PR #427, opened 2023-09-28
feat: aap-16610 handle deletion of dependent credentials

Alex-Izquierdo:
- Filter activations by credential id
- New force flag at delete credentials, prevent deletion of dependent credentials without flag. 
Jira: https://issues.redhat.com/browse/AAP-16610

### DIFF
--- a/src/aap_eda/api/views/credential.py
+++ b/src/aap_eda/api/views/credential.py
@@ -98,6 +98,7 @@ class CredentialViewSet(
     CreateModelMixin,
     PartialUpdateOnlyModelMixin,
     mixins.RetrieveModelMixin,
+    mixins.DestroyModelMixin,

REQUIRED ACTION: Could you reproduce every record above exactly as it appears?

REPLY:
PR #427, opened 2023-09-28
feat: aap-16610 handle deletion of dependent credentials

Alex-Izquierdo:
- Filter activations by credential id
- New force flag at delete credentials, prevent deletion of dependent credentials without flag. 
Jira: https://issues.redhat.com/browse/AAP-16610

### DIFF
--- a/src/aap_eda/api/views/credential.py
+++ b/src/aap_eda/api/views/credential.py
@@ -98,6 +98,7 @@ class CredentialViewSet(
     CreateModelMixin,
     PartialUpdateOnlyModelMixin,
     mixins.RetrieveModelMixin,
+    mixins.DestroyModelMixin,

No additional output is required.